Monitoring and observability for production AI systems

Why traditional monitoring is not enough for AI systems

Standard infrastructure monitoring tells you that your services are up, your instances are healthy and your APIs are responding. For AI systems, none of this is sufficient. A production AI system can be fully operational by every infrastructure metric while silently returning hallucinated answers, stale retrieved context, or scores generated from a stale prompt version.

AI observability requires a second layer of monitoring specific to model behaviour, retrieval quality and pipeline integrity. Without it, you discover failures when users report them — not when your monitoring alerts you.

The four layers of AI observability

Layer 1: Infrastructure metrics

Start with the basics: uptime, latency, error rate, throughput. These are necessary but not sufficient. For AI workloads, add:

Model API response time (P50, P95, P99) tracked separately from application response time
API error rate by error type (rate limit, timeout, content filter, context length exceeded)
Queue depth for async processing pipelines — a growing queue signals processing is falling behind
GPU memory utilisation and inference throughput for self-hosted models

Alert thresholds for AI APIs should be tighter than for traditional APIs. A model API responding in 8 seconds instead of 2 seconds is a user experience problem even if it is technically "available".

Layer 2: Model quality metrics

This is the layer that most teams build late, when they should build it first. Model quality metrics measure whether the AI is doing what it is supposed to do, not just whether it is responding:

Output structure validation: If the model is supposed to return structured JSON, alert when the output cannot be parsed. This catches prompt drift, model version changes and context length truncation.
Confidence signals: For scoring or classification use cases, track the distribution of confidence scores over time. A shift in the distribution indicates something has changed — in the data, the prompt or the model.
Refusal and filter rate: Track how often the model refuses to answer or is blocked by content filters. A spike in refusals often indicates a prompt has changed in a way the model interprets as unsafe.
Human feedback rate: If your application supports thumbs up/down or similar feedback, track it. A declining positive feedback rate is the earliest signal of model quality degradation available to you.

Layer 3: Retrieval quality metrics

For RAG systems, retrieval is a separate observability domain. The retrieval layer can degrade independently of the model layer, and the failure modes are different:

Retrieval hit rate: What percentage of queries return at least one document above the relevance threshold? A declining hit rate means the index is stale or the query patterns have shifted.
Top-k similarity distribution: Track the similarity scores of retrieved chunks over time. A downward drift in scores means retrieval quality is degrading.
Index freshness by source: For each ingestion source, track the timestamp of the most recently indexed document. Alert when a source has not been updated in longer than its expected refresh interval.
Context utilisation: Periodically evaluate whether the LLM is actually using retrieved context or generating from parametric knowledge. This can be tested with a set of held-out questions that have known correct answers only in the indexed documents.

A RAG system whose vector index has not been refreshed in three weeks is answering questions from stale data. Your observability should tell you this before a user does.

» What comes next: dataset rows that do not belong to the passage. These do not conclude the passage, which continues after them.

PR #3346, opened 2025-07-26
Adds new Huawei Device Type: S6730-H48Y6C-V2

AlmeidaCaio:
Adds a new Device Type:
* **Manufacturer:** Huawei
* **Model:** S6730-H48Y6C-V2
* **Device Specifications (Reference):** https://support.huawei.com/enterprise/en/doc/EDOC1100214356/7a23a1e6/s6730-h48y6c-v2


device-types/Huawei/S6730-H48Y6C-V2.yaml
```diff
@@ -0,0 +1,150 @@
+---
+manufacturer: Huawei
+model: S6730-H48Y6C-V2
+slug: huawei-s6730-h48y6c-v2
+part_number: 02354NGU
+u_height: 1
+is_full_depth: true
```
harryajc, line 7: Hello, thank you for your contribution! In an attempt to have the most accurate and complete data we can, I have a few additional data points we would like you to add if possible.

harryajc (changes requested):

device-types/Huawei/S6730-H48Y6C-V2.yaml
AlmeidaCaio: I just pushed a commit with fields you asked for; however, I'm still trying to configure the pre-commit, it keeps failing on the .yaml format (yamlfmt). Maybe it's because I'm using Windows?

Anyways, thanks for your reply and review! I'm glad I could contribute.

PR #3358, opened 2025-07-31
Add Supermicro SYS-E300-12D-4CN6P

robobenklein:
Using one of these, but can't recall which 2 GbE ports are the I350-AM2 vs the I210-IT network chipset, if someone knows how to check on freebsd let me know or just add port descriptions.

### DIFF
--- a/device-types/Supermicro/SYS-E300-12D-4CN6P.yml
+++ b/device-types/Supermicro/SYS-E300-12D-4CN6P.yml
@@ -1,0 +1,31 @@
+---
+manufacturer: Supermicro
+model: IoT SuperServer SYS-E300-12D-4CN6P
+slug: supermicro-superserver-sys-e300-12d-4cn6p
+u_height: 1
+is_full_depth: false
+airflow: front-to-rear
+part_number: SYS-E300-12D-4CN6P
+weight: 1.6
+weight_unit: kg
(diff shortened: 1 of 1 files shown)


device-types/Supermicro/SYS-E300-12D-4CN6P.yml
```diff
@@ -0,0 +1,30 @@
+---
+manufacturer: Supermicro
+model: IoT SuperServer SYS-E300-12D-4CN6P
+slug: supermicro-superserver-sys-e300-12d-4cn6p
+u_height: 1
+is_full_depth: false
+part_number: SYS-E300-12D-4CN6P
+weight: 1.6
+weight_unit: kg
```
harryajc, line 10: Hello, thank you for your contribution! In an attempt to have the most accurate and complete data we can, I have a few additional data points we would like you to add if possible.

harryajc (changes requested):

device-types/Supermicro/SYS-E300-12D-4CN6P.yml
robobenklein: Added based on fan orientation, although in practice the default two fans behave more like mixed.

harryajc (approved):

Layer 4: Pipeline and agent tracing

Multi-step AI pipelines and autonomous agents fail in ways that are difficult to diagnose without distributed tracing. A user reports a wrong answer — but which step in the five-step pipeline produced it? Which tool call did the agent make? What was the retrieved context at the point of failure?

Every AI pipeline in production should emit a trace that captures:

A unique trace ID propagated through every step of the pipeline
The input and output at each step (or a hash of the content if full logging is too expensive)
Token counts and latency per step
Tool calls and their results for agent workflows
The final output and any structured metadata about how it was produced

LangSmith, Helicone, Braintrust and Langfuse all provide purpose-built tracing for LLM applications. Most of them can also run evaluation suites against stored traces, enabling regression detection when you change a prompt or model.

Alerting strategy

Alert on these conditions at minimum:

Model API error rate above 2% for any 5-minute window
Output parse failure rate above 0.5% for structured-output workflows
P95 end-to-end latency exceeding the defined SLA for more than 3 consecutive minutes
Queue depth growing for more than 10 minutes without shrinking
Any ingestion source not refreshed within 2x its expected refresh interval
Daily token spend exceeding 20% above the 7-day moving average

Do not create alerts for everything — alert fatigue leads to ignored alerts. Tier your alerts: immediate page for anything that blocks users, daily digest for degraded-but-functional conditions, weekly review for trend-based signals.

The operational mindset shift

Traditional software operations asks: "Is the system up?" AI operations asks: "Is the system working correctly?" The gap between those two questions is where observability investment needs to go.

The teams that operate AI systems well have shifted from reactive incident response to continuous quality monitoring. They know their model quality baseline before users experience a degradation, and they have the traces to diagnose it before the post-mortem.